_Raw data_
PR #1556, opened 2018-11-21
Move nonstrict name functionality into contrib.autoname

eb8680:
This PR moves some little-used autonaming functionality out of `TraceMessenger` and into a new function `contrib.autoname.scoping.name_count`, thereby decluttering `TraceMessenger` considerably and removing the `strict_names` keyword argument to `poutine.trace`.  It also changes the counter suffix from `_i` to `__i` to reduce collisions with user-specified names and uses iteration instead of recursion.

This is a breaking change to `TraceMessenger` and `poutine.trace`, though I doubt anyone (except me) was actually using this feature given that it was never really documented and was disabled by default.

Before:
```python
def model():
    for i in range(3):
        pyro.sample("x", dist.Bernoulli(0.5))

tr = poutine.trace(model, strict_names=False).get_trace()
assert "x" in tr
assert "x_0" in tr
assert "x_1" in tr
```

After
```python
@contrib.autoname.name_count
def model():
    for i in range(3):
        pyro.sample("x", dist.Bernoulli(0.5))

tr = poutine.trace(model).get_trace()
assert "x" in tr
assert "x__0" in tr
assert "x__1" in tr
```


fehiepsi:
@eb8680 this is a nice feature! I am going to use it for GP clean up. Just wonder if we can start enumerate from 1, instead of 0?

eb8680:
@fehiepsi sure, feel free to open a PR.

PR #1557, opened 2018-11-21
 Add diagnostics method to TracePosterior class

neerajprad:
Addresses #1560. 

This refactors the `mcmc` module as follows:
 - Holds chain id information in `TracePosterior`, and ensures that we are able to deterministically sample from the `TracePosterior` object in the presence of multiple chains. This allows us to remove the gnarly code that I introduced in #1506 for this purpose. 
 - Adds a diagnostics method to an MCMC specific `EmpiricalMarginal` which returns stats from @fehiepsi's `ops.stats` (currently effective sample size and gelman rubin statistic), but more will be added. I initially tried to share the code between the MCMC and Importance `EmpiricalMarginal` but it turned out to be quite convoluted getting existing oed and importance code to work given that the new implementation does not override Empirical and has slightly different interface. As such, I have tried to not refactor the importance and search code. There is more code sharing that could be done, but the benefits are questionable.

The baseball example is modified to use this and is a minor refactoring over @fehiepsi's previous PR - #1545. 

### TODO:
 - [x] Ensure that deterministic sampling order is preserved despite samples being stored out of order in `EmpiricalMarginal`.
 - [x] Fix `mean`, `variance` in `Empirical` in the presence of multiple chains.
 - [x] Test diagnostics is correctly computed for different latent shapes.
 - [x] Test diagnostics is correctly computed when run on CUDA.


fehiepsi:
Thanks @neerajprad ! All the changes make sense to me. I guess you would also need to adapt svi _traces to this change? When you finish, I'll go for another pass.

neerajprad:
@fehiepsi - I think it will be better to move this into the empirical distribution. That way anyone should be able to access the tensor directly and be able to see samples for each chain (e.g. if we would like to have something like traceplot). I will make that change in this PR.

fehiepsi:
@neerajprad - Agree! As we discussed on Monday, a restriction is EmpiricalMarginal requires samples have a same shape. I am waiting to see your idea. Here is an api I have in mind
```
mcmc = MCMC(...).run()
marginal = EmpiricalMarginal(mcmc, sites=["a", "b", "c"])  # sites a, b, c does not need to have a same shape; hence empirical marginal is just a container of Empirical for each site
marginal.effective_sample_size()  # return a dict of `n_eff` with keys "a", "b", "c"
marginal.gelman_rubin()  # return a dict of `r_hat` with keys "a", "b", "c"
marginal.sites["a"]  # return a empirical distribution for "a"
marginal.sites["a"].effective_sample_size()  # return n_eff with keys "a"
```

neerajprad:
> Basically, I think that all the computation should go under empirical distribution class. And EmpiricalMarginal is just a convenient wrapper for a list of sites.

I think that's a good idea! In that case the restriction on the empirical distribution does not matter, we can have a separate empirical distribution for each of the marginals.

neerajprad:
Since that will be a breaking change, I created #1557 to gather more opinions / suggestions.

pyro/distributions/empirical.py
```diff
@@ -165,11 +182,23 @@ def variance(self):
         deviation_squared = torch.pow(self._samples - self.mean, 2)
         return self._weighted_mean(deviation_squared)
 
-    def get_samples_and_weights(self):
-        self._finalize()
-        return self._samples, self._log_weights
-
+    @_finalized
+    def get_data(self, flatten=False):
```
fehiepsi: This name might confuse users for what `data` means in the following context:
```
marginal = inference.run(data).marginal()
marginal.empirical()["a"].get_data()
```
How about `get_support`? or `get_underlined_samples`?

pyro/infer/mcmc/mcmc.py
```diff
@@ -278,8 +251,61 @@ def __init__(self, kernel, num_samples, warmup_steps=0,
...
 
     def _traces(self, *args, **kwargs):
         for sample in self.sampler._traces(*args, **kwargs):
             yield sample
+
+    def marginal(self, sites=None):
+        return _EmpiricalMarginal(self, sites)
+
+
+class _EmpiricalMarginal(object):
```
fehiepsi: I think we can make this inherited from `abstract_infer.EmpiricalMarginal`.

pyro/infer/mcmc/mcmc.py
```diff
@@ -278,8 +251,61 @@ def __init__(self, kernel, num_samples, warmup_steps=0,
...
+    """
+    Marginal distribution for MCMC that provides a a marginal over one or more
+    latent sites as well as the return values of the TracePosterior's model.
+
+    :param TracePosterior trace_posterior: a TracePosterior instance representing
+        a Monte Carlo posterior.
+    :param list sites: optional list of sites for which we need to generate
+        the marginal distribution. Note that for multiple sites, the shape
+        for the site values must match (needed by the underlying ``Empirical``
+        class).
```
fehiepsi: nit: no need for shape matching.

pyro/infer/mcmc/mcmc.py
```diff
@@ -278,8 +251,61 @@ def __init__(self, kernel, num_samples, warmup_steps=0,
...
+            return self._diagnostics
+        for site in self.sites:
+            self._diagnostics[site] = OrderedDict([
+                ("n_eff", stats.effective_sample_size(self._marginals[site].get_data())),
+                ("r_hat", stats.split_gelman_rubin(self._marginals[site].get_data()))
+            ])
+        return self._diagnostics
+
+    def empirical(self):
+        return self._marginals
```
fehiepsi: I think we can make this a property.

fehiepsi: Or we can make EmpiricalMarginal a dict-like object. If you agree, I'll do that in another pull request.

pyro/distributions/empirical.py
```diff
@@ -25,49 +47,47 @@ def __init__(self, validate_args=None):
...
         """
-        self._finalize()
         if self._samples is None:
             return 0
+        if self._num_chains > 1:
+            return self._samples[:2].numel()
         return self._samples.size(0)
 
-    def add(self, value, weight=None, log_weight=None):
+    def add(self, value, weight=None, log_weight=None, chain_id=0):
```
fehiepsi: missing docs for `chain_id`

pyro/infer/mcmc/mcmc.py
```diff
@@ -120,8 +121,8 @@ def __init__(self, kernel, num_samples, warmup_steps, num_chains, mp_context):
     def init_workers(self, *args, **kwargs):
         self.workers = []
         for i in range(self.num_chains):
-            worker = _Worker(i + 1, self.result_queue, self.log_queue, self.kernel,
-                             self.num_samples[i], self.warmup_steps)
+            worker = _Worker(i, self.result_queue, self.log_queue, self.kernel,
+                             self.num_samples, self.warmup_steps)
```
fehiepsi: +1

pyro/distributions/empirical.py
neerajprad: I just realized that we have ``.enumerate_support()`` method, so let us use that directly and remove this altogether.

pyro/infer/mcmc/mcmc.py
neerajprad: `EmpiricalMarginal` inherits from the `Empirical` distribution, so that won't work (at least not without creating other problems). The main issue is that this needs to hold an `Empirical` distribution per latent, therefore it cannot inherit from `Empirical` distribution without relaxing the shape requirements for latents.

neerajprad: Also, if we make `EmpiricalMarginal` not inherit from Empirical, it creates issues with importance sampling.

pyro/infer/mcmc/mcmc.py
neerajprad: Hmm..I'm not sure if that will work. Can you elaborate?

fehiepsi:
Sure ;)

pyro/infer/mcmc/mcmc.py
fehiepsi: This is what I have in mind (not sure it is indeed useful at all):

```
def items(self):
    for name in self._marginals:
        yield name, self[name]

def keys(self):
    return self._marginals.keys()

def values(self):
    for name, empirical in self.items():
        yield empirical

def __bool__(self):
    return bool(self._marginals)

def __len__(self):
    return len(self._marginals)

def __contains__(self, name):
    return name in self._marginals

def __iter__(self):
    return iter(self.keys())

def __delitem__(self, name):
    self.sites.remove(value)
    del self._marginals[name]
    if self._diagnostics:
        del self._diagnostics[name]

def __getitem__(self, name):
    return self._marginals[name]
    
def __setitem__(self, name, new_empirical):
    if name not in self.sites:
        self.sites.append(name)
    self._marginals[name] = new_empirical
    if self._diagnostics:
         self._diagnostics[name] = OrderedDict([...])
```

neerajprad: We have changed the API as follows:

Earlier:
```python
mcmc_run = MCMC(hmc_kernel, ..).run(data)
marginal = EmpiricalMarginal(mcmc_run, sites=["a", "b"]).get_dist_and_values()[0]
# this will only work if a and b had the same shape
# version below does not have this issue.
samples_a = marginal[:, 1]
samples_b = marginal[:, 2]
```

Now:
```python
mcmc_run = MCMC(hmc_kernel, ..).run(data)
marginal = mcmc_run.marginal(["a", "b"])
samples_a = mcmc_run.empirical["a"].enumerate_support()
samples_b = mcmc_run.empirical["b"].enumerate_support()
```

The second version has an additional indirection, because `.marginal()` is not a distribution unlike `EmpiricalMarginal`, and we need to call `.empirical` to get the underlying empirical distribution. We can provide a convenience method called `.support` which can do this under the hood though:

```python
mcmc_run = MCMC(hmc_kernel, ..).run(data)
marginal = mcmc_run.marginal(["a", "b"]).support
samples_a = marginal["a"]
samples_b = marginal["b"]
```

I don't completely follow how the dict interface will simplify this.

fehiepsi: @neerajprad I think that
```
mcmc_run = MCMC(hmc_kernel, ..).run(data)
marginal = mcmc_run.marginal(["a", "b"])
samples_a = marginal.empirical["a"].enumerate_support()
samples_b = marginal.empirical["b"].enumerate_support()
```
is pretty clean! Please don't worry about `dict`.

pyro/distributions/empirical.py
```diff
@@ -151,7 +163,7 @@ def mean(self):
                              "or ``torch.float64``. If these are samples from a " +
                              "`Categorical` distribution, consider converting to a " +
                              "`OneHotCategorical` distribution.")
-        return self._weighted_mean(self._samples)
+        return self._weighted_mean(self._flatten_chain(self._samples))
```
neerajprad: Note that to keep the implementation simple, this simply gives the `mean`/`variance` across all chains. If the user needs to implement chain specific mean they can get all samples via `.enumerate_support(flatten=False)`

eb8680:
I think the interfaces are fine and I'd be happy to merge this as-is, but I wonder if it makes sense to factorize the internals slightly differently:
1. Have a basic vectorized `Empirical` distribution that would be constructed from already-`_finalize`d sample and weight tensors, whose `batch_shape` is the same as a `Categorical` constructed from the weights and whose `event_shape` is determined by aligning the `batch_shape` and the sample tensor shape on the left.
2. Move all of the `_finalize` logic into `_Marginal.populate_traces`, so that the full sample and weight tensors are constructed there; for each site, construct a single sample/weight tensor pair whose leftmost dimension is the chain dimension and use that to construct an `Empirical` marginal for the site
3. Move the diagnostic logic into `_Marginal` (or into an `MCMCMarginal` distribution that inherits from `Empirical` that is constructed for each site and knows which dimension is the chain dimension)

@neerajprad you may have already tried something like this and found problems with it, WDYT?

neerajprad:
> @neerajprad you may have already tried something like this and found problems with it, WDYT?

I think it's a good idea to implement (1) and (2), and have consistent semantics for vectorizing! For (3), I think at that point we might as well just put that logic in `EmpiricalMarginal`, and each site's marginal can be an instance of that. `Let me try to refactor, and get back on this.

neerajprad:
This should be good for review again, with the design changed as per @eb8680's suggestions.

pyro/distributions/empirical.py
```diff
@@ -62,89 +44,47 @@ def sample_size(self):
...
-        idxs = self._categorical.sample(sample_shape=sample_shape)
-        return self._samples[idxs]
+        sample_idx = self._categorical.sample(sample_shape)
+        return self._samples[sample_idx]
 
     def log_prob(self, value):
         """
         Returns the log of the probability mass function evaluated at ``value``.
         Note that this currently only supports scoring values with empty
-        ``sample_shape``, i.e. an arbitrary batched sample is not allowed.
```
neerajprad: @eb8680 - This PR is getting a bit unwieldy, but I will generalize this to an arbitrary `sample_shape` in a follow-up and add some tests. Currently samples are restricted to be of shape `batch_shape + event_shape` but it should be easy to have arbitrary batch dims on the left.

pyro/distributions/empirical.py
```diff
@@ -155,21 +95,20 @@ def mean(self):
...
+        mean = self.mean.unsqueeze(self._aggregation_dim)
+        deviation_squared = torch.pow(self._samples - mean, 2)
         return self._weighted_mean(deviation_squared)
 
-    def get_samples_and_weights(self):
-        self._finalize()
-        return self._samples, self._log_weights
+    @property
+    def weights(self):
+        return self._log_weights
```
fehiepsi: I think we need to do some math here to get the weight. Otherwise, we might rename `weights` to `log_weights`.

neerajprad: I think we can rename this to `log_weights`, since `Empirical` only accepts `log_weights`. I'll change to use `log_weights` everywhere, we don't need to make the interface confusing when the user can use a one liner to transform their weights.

_Task prompt_
The answer must consist of every line from the entries that holds the string "should".

_Written response_
@fehiepsi - I think it will be better to move this into the empirical distribution. That way anyone should be able to access the tensor directly and be able to see samples for each chain (e.g. if we would like to have something like traceplot). I will make that change in this PR.
> Basically, I think that all the computation should go under empirical distribution class. And EmpiricalMarginal is just a convenient wrapper for a list of sites.
This should be good for review again, with the design changed as per @eb8680's suggestions.
neerajprad: @eb8680 - This PR is getting a bit unwieldy, but I will generalize this to an arbitrary `sample_shape` in a follow-up and add some tests. Currently samples are restricted to be of shape `batch_shape + event_shape` but it should be easy to have arbitrary batch dims on the left.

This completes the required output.